Prove that $4x^2-8xy+5y^2\geq0$ - is this a valid proof?

I need to prove that $4x^2-8xy+5y^2\geq0$ holds for every real numbers $x, y$.

First I start with another inequality, i.e. $4x^2-8xy+4y^2\geq0$, which clearly holds as it can be factorized into $(2x-2y)^2\geq0$. Now we can add $y^2$ (which is always nonnegative) to the left side, thus obtaining $4x^2-8xy+5y^2\geq0$, which is always true - we've just added a nonnegative expression to another, so the sum is still greater or equal to zero.

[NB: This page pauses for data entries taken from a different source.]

PR #433, opened 2013-06-28
Allow HTTP API concurrent connections setting to be configurable and clean-up HTTP authorization hook-up.

hodgestar:
Currently the number of concurrent connections per-account is a constant on the class. It would be useful if it was configurable via the `.yaml` config file.


jerith:
:+1:

PR #438, opened 2013-06-29
End dialogue state

justinvdm:


hodgestar:
Other than the same set of references remaining to `choice` in test docs as in the `freetext` PR, :+1:.

hodgestar:
:+1:

PR #1112, opened 2014-12-12
Add option to abort archiving transactions if the equivalent statment has not yet been generated

justinvdm:
If would be useful if the management command for archiving transacations refused to archive them unless the associated statement had already been generated.

I'm also sort of wondering whether it wouldn't have been better for archiving functions to take a statement as input instead of a date range (i.e. to always require a statement). Probably we just want a helper function that does this?

### DIFF
--- a/go/billing/management/commands/go_archive_transactions.py
+++ b/go/billing/management/commands/go_archive_transactions.py
@@ -1,7 +1,7 @@
 from datetime import datetime
 from optparse import make_option
 
-from go.billing.models import Account
+from go.billing.models import Statement, Account
 from go.billing.tasks import month_range, archive_transactions
 from go.base.command_utils import BaseGoCommand, get_user_by_email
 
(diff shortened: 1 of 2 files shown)


go/billing/management/commands/go_archive_transactions.py
```diff
@@ -22,30 +22,65 @@ class Command(BaseGoCommand):
             '--delete', dest='delete', action="store_true", default=False,
             help=("Delete the transactions after uploading the archive."
                   " Default: FALSE.")),
-    )
+        make_option(
+            '--no-statement',
+            dest='no_statement', action="store_true", default=False,
+            help=("Aborts an archive if no equivalent billing statement is "
+                  "found. Default: TRUE.")))
```
hodgestar: The help here seems a bit confusing to me. Maybe:

```
Allow transactions to be archived even if no equivalent billing statement is found. Default: FALSE.
```

go/billing/tests/test_go_archive_transactions.py
```diff
@@ -149,3 +169,33 @@ def test_archive_transactions_with_deletion(self):
...
+            delete=True)
+
+        self.assertEqual(cmd.stderr.getvalue().splitlines(), [
+            'Aborting archiving, no statements found for the following months:',
+            '2014-10',
+            '2014-12'
+        ])
+
+        self.assert_remaining_transactions(transactions)
+        self.assertEqual(list(bucket.get_s3_bucket().list()), [])
```
hodgestar, line 201: I think we need a test that shows that passing in `--no-statement` allows transactions to be archived even when there is no equivalent statement?

hodgestar:
Two comments. Otherwise looks good.

justinvdm:
Ready for re-review.

hodgestar:
:+1:

PR #1114, opened 2014-12-15
create multiple low credit notification levels

rudigiesler:
Currently there is only one notification level. Add a list in the config of all the notification percentage levels that should be checked, and send the relevant notifications when the levels are reached.


go/billing/api.py
```diff
@@ -249,7 +249,7 @@ def render_POST(self, request):
             else:
                 self._handle_bad_request(request)
         elif len(params) == 2 and data is not None:
-            (account_number, path), rest = params[:2], params[2:]
+            (account_number, path) = params[:2]
```
rudigiesler, line 253: pep8 fix

go/billing/tests/test_admin.py
```diff
@@ -38,7 +38,8 @@ def test_link_to_html_view(self):
         response = client.get(reverse('admin:billing_statement_changelist'))
         self.assertContains(response, "1 statement")
         self.assertContains(
-            response, '<a href="/billing/statement/%s">html</a>' % statement.id)
+            response,
+            '<a href="/billing/statement/%s">html</a>' % statement.id)
```
rudigiesler: pep8 fix

go/billing/tests/test_api.py
```diff
@@ -137,7 +137,7 @@ def create_api_cost(self, account_number=None, tag_pool_name=None,
         return self.call_api('post', 'costs', content=content)
 
     def get_api_costs(self, account_number=None, tag_pool_name=None,
-                     message_direction=''):
+                      message_direction=''):
```
rudigiesler, line 140: pep8 fix

go/billing/tests/test_views.py
```diff
@@ -24,7 +24,9 @@ def mk_statement(self, **kw):
     def get_statement(self, username, statement):
         client = self.vumi_helper.get_client(username=username)
         return client.get(
-            reverse('billing:html_statement', kwargs={'statement_id': statement.id}))
+            reverse(
+                'billing:html_statement',
+                kwargs={'statement_id': statement.id}))
```
rudigiesler: pep8 fix

rudigiesler:
@hodgestar Ready for review.

go/billing/api.py
```diff
@@ -575,6 +573,8 @@ class TransactionResource(BaseResource):
     """Expose a REST interface for a transaction"""
 
     isLeaf = True
+    credit_notification_levels = map(lambda i: Decimal(str(i)), sorted(
+        app_settings.LOW_CREDIT_NOTIFICATION_LEVELS))
```
hodgestar: I think we should probably sort after converting to `Decimal`, becase e.g.

```
>>> sorted(Decimal(str(i)) for i in x)
[Decimal('-1.5'), Decimal('2.0'), Decimal('10.0')]
>>> [Decimal(str(i)) for i in sorted(x)]
[Decimal('-1.5'), Decimal('10.0'), Decimal('2.0')]
```

(I know we're expecting the config to be floats, but it won't complain about strings).

go/billing/migrations/0015_auto__del_field_account_alert_credit_balance__del_field_account_alert_.py
```diff
@@ -0,0 +1,161 @@
...
+
+    def forwards(self, orm):
+        # Deleting field 'Account.alert_credit_balance'
+        db.delete_column(u'billing_account', 'alert_credit_balance')
+
+        # Deleting field 'Account.alert_threshold'
+        db.delete_column(u'billing_account', 'alert_threshold')
+
+        # Adding field 'Account.last_topup_balance'
+        db.add_column(u'billing_account', 'last_topup_balance',
```
hodgestar, line 18: If we run this migration, everyone's `last_topup_balance` will be zero. An alternative approach would be to break this migration into three parts -- add `last_topup_balance`, populate `last_topup_balance` from the `alert_` columns in a data migration, remove the `alert_` columns.

It's quite possible that it's okay for all the accounts to have zero `last_topup_balance` given that no one has billing notifications active yet and we'll need to load credits before we do that, but then we should be sure that we handle zero values for `last_topup_balance` well.

go/billing/settings.py
```diff
@@ -50,6 +50,9 @@
 ENABLE_LOW_CREDIT_NOTIFICATION = getattr(
     settings, 'GO_ENABLE_LOW_CREDIT_NOTIFICATION', False)
 
+LOW_CREDIT_NOTIFICATION_LEVELS = getattr(
+    settings, 'LOW_CREDIT_NOTIFICATION_LEVELS', [])
```
hodgestar: I think the `settings` name is missing a `GO_` at the front?

go/billing/tasks.py
```diff
@@ -346,7 +346,7 @@ def create_low_credit_notification(account_id, threshold, balance):
         {
             'user': account.user,
             'account': account,
-            'threshold_percent': threshold,
+            'threshold_percent': threshold * 100,
```
hodgestar: I was wondering whether we don't need to display `100 - threshold_percent` in the emails since people (by which I mostly mean 'I' currently) think in terms of "percent used" rather than "percent remaining"?

go/testsettings.py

Is my proof correct? I had it on my final math exam and would like to be sure.

Solution 1:

You gave a so called sum of squares certificate for the non-negativity. If you can write a polynomial as a sum of squares of polynomials, then it is non-negative, though the converse need not hold. You may look up the history of "Hilbert's 17th problem" for more details.

Solution 2:

Correct, and you can write it in one line if you don't need to justify the tiny steps:

$4x^2-8xy+5y^2 = (2x-2y)^2+y^2 \ge 0$.

Using this sum-of-squares technique you also get that equality occurs exactly when $2x-2y = 0$ and $y = 0$, or equivalently when $(x,y) = (0,0)$.